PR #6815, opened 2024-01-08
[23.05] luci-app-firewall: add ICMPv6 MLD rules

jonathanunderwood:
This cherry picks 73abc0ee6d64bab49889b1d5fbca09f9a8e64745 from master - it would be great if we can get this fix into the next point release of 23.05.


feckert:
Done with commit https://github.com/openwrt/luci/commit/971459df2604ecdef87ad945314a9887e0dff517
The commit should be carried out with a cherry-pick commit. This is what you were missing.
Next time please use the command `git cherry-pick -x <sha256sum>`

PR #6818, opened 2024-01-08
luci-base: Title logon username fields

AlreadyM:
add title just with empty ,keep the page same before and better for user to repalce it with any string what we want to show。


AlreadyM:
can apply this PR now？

◆ Prompt ◆
In the answer, give the lines from the first line of the data through the line with "PR #6818, opened 2024-01-08", exactly as they appear and with no additions.

◆ Reply ◆
PR #6815, opened 2024-01-08
[23.05] luci-app-firewall: add ICMPv6 MLD rules

jonathanunderwood:
This cherry picks 73abc0ee6d64bab49889b1d5fbca09f9a8e64745 from master - it would be great if we can get this fix into the next point release of 23.05.


feckert:
Done with commit https://github.com/openwrt/luci/commit/971459df2604ecdef87ad945314a9887e0dff517
The commit should be carried out with a cherry-pick commit. This is what you were missing.
Next time please use the command `git cherry-pick -x <sha256sum>`

PR #6818, opened 2024-01-08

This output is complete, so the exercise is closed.